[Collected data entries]
PR #4152, opened 2020-02-11
Fix for #2421 Fails to import .svg

### LINKED ISSUE #2421: Fails to import .svg on latest Windows buld
this one: http://www.shapeoko.com/wiki/index.php/File:Tool_calipers_locking.svg

skef:
`SplineSetStroke()` strokes the full list of `SplineSet`s it is passed. This was true before the recent changes and remains true. 

The code being modified by this PR iterated through the SplineSets stroking each, making an initial copy for transformation with `SplinePointListCopy()` rather than `SplinePointListCopy1()`. As a result the output had one copy of the first stroked contour, two of the second, three of the third, etc. Add up enough SplineSets and Cairo is overwhelmed, hence the "hang" in #2421. 

The code wouldn't have been corrected by `SplinePointListCopy1()` because the loop was in the wrong place, so I just removed the inner loop as a cleaner solution. 

Closes #2421

### DIFF
--- a/fontforge/psread.c
+++ b/fontforge/psread.c
@@ -2890,7 +2890,7 @@ return( last );
 
 static SplinePointList *SplinesFromLayers(SplineChar *sc,int *flags, int tostroke) {
     int layer;
-    SplinePointList *head=NULL, *last, *new, *nlast, *temp, *each, *transed;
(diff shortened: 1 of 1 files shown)


skef:
Strictly speaking the hang at the time #2421 was filed was probably in the stroke code. If only the new code were slower the profiler might have been of some help ...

__Assignment__: Output every line from the records, exactly as written.

__Completed exercise__:
PR #4152, opened 2020-02-11
Fix for #2421 Fails to import .svg

### LINKED ISSUE #2421: Fails to import .svg on latest Windows buld
this one: http://www.shapeoko.com/wiki/index.php/File:Tool_calipers_locking.svg

skef:
`SplineSetStroke()` strokes the full list of `SplineSet`s it is passed. This was true before the recent changes and remains true. 

The code being modified by this PR iterated through the SplineSets stroking each, making an initial copy for transformation with `SplinePointListCopy()` rather than `SplinePointListCopy1()`. As a result the output had one copy of the first stroked contour, two of the second, three of the third, etc. Add up enough SplineSets and Cairo is overwhelmed, hence the "hang" in #2421. 

The code wouldn't have been corrected by `SplinePointListCopy1()` because the loop was in the wrong place, so I just removed the inner loop as a cleaner solution. 

Closes #2421

### DIFF
--- a/fontforge/psread.c
+++ b/fontforge/psread.c
@@ -2890,7 +2890,7 @@ return( last );
 
 static SplinePointList *SplinesFromLayers(SplineChar *sc,int *flags, int tostroke) {
     int layer;
-    SplinePointList *head=NULL, *last, *new, *nlast, *temp, *each, *transed;
(diff shortened: 1 of 1 files shown)


skef:
Strictly speaking the hang at the time #2421 was filed was probably in the stroke code. If only the new code were slower the profiler might have been of some help ...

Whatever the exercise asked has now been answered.